Our model is a revision of the classical problem of liquid imbibition in a single pore, focusing on spatially varying wettability of the pore surface. For single pores consisting of two different hydrophilic materials, we recently found [2] that the order of materials matters for the wetting dynamics, leading to the shortest wetting times, when the liquid first completely passes the less wettable material, followed by the material with higher wettability. Extending these results to cases, where the less wettable material is even hydrophobic comes along with new, interesting questions.
Firstly, in contrary to considering two hydrophilic materials, the presence of hydrophobic defects can lead to a complete stoppage of the capillary rise under certain critical conditions.
Secondly, the complex dynamics of the dynamic contact angle as well as free surface oscillations make it harder to develop macroscopic ODE models for the overall wetting dynamics, which are available for the case with two hydrophilic materials, at least under some assumptions [2,3].
For this reason, we need to rely on direct numerical simulations (DNS) of the capillary rise problem. Quantifying the effect of hydrophobic defects of unknown size distribution, number and position leads to a multidimensional forward UQ problem, so, regarding the computational expense of DNS simulations, classical sampling methods such as Monte Carlo quickly reach their limits.

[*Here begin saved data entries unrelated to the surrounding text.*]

PR #1904, opened 2026-05-23
Fix MHD wave convergence tests: enable MPI splits and add TOML parameters

AstroKriel:
### Description

The three MHD wave convergence tests (`AlfvenWaveLinearConvergence`, `FastWaveConvergence`, `SlowWaveConvergence`) had two issues. First, `blocking_factor` and `max_grid_size` were unset, which caused AMReX to create a single box covering the entire domain. With a single box, all MPI ranks beyond the first are silently idle; the test ran sequentially regardless of rank count. Setting `blocking_factor_x = 16` and `max_grid_size = 128` allows AMReX to decompose a 512-cell domain into up to 32 boxes, enabling proper MPI parallelism. Second, the Richardson convergence framework only refines `nx`; oblique wave modes (`num_modes_y` or `num_modes_z` nonzero) will not converge under this strategy and previously produced incorrect results silently. An abort guard is added to catch this at startup.

`setup.nx_max` and `setup.machine_precision_target` are also now queryable from the input TOML, so sweep scripts can control the resolution ceiling and early-exit threshold without modifying source code.

### Related issues

N/A

### Checklist

### DIFF
--- a/src/problems/AlfvenWaveLinearConvergence/testAlfvenWaveLinearConvergence.cpp
+++ b/src/problems/AlfvenWaveLinearConvergence/testAlfvenWaveLinearConvergence.cpp
@@ -485,7 +485,11 @@ auto problem_main() -> int
 	quokka::richardson::Parameters params{};
 	params.machine_precision_target = 2.0e-10; // limit based on delta_b_magn, smaller values can be used if this is decreased
 	params.nx_initial = 16;
-	params.nx_max = 128; // cap at 256 for quick tests. otherwise, it can take ~1-2 hours for 2048
+	params.nx_max = 128; // default; override with setup.nx_max in the input file.
+	{
+		amrex::ParmParse const pp("setup");
+		pp.query("nx_max", params.nx_max);
+	}
 	params.expected_rate = 2.0;
 	params.tolerance = 0.3;
 	params.test_name = "Alfven Wave";
--- a/src/problems/AlfvenWaveLinearConvergence/testAlfvenWaveLinearConvergence.cpp
+++ b/src/problems/AlfvenWaveLinearConvergence/testAlfvenWaveLinearConvergence.cpp
@@ -393,7 +393,7 @@ auto runWaveTest(int nx) -> double
 	}
 
 	if (num_modes_y != 0 || num_modes_z != 0) {
-		amrex::Abort("oblique modes are not supported: Richardson only refines nx, so transverse resolution is fixed and oblique waves will not converge.");
+		amrex::Abort("Oblique modes are not supported: Richardson only refines nx, so transverse resolution is fixed and oblique waves will not converge.");
 	}
 
 
--- a/src/problems/AlfvenWaveLinearConvergence/testAlfvenWaveLinearConvergence.cpp
+++ b/src/problems/AlfvenWaveLinearConvergence/testAlfvenWaveLinearConvergence.cpp
@@ -483,11 +483,12 @@ auto problem_main() -> int
 	quokka::richardson::applyQuietDefaults();
 
 	quokka::richardson::Parameters params{};
-	params.machine_precision_target = 2.0e-10; // limit based on delta_b_magn, smaller values can be used if this is decreased
+	params.machine_precision_target = 2.0e-10; // default; set to 0 via setup.machine_precision_target to disable early exit.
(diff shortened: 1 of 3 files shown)


chongchonghe:
# PR 1904 Review: Fix MHD wave convergence tests

**Reviewer**: Claude and @chongchonghe 

## Summary

The PR fixes two real bugs in `AlfvenWaveLinearConvergence`, `FastWaveConvergence`, and `SlowWaveConvergence`, and adds a useful TOML enhancement. Both bugs are confirmed via RED/GREEN testing.

---

## RED / GREEN / Edge-case Table

| Phase | What you ran | What you observed |
|---|---|---|
| RED (development) – Bug 2 | `AlfvenWaveLinearConvergence ... setup.num_modes_y=1 setup.nx_max=64` | Ran silently, convergence rate 0.09 (expected 2.0), failed but no oblique-mode diagnostic |
| GREEN (PR branch) – Bug 2 | Same binary + flags on PR branch | Immediate abort: "Oblique modes are not supported: Richardson only refines nx..." |
| GREEN (PR branch) – default | `quokka run -d 3d AlfvenWaveLinearConvergence` | PASSED, convergence rate 2.01 ✓ |
| GREEN (PR branch) – nx_max param | `... setup.nx_max=32` | Swept only to nx=32, PASSED in 2.2s — TOML param works ✓ |
| Edge: FastWaveConvergence | `quokka run -d 3d FastWaveConvergence` (default) | PASSED ✓ |
| Edge: SlowWaveConvergence | `quokka run -d 3d SlowWaveConvergence` (default) | PASSED ✓ |
| Edge: oblique guard (Fast+Slow) | Each with `setup.num_modes_y=1` | Both abort with the correct message ✓ |

---

## Root Cause Analysis

### Bug 1 — Single-box MPI parallelism

**Old code** (all three tests):
```cpp
const int blocking_x = std::max(16, nx);
if (!pp.contains("blocking_factor_x")) {
    pp.add("blocking_factor_x", blocking_x);
}
const int max_grid_x = nx;
if (!pp.contains("max_grid_size")) {
    pp.add("max_grid_size", max_grid_x);
}
```

For large `nx` (e.g. 512), this sets `blocking_factor_x = 512` and `max_grid_size = 512`, so AMReX creates exactly 1 box. All MPI ranks beyond rank 0 are silently idle.

**New code**: `blocking_factor_x = 16` and `max_grid_size = 128` (fixed). For `nx = 512`: produces 4 boxes of 128 cells each, enabling MPI parallelism.

**Important nuance**: The CI input files already have `amr.max_grid_size = 128`, so the `max_grid_size` half of the bug only matters when there's no input file or when the value is missing. The `blocking_factor_x = max(16, nx)` part is the main active issue, and it only affects runs with `nx > 128` (i.e., custom sweep scripts). The default CI test (nx_max=128, max_grid_size=128 from TOML) always produced 1 box regardless, so this is a performance-for-large-sweeps fix, not a CI-visible correctness fix.

**AlfvenWave-specific**: The old code also had redundant `pp.query` calls that the PR correctly removes — they updated local variables that were then unused (the `!pp.contains` guard prevented them being added anyway).

### Bug 2 — Silent convergence failure with oblique modes

The Richardson framework only refines `nx` each iteration; `ny = nz = 8` cells are fixed. An oblique wave (`num_modes_y != 0 || num_modes_z != 0`) requires adequate transverse resolution, so error norms plateau rather than converge. With the old code, this produced convergence rate ~0.09 (expected 2.0) with no diagnostic. The fix adds an early abort.

### Enhancement — TOML-queryable parameters

`setup.nx_max` and `setup.machine_precision_target` are now queryable via `amrex::ParmParse`. Confirmed working: `setup.nx_max=32` limits the sweep correctly.

---

## Concerns / Minor Issues

1. **PR description box-count inaccuracy**: The description claims "up to 32 boxes" for a 512-cell domain. With `max_grid_size = 128`, it's actually 4^3=64 boxes. This is a documentation issue only, not a code issue.

---

## Verdict

**Approve**. Both bugs are real and correctly fixed. Tests pass on all three convergence problems. The abort guard for oblique modes is the most impactful fix (prevents silent wrong results). The blocking-factor fix and TOML parameters are correct enhancements for high-resolution sweep workflows.

chongchonghe (approved):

To circumvent this issue, we construct Polynomial Chaos-based surrogate responses to our simulations, subsequently enabling to define critical parameters for the wetting process under uncertain conditions. This ultimately aims at obtaining robust process designs in the numerous wetting-based technologies.
[1] J. Kammerhofer et al. (2018), Powder Technology, 328, 367-74
[2] M. Fricke, L. Gossel, J. De Coninck (2024), Optimizing Capillary Flow: The Role of Material Distribution in Fluid Transport, to be published.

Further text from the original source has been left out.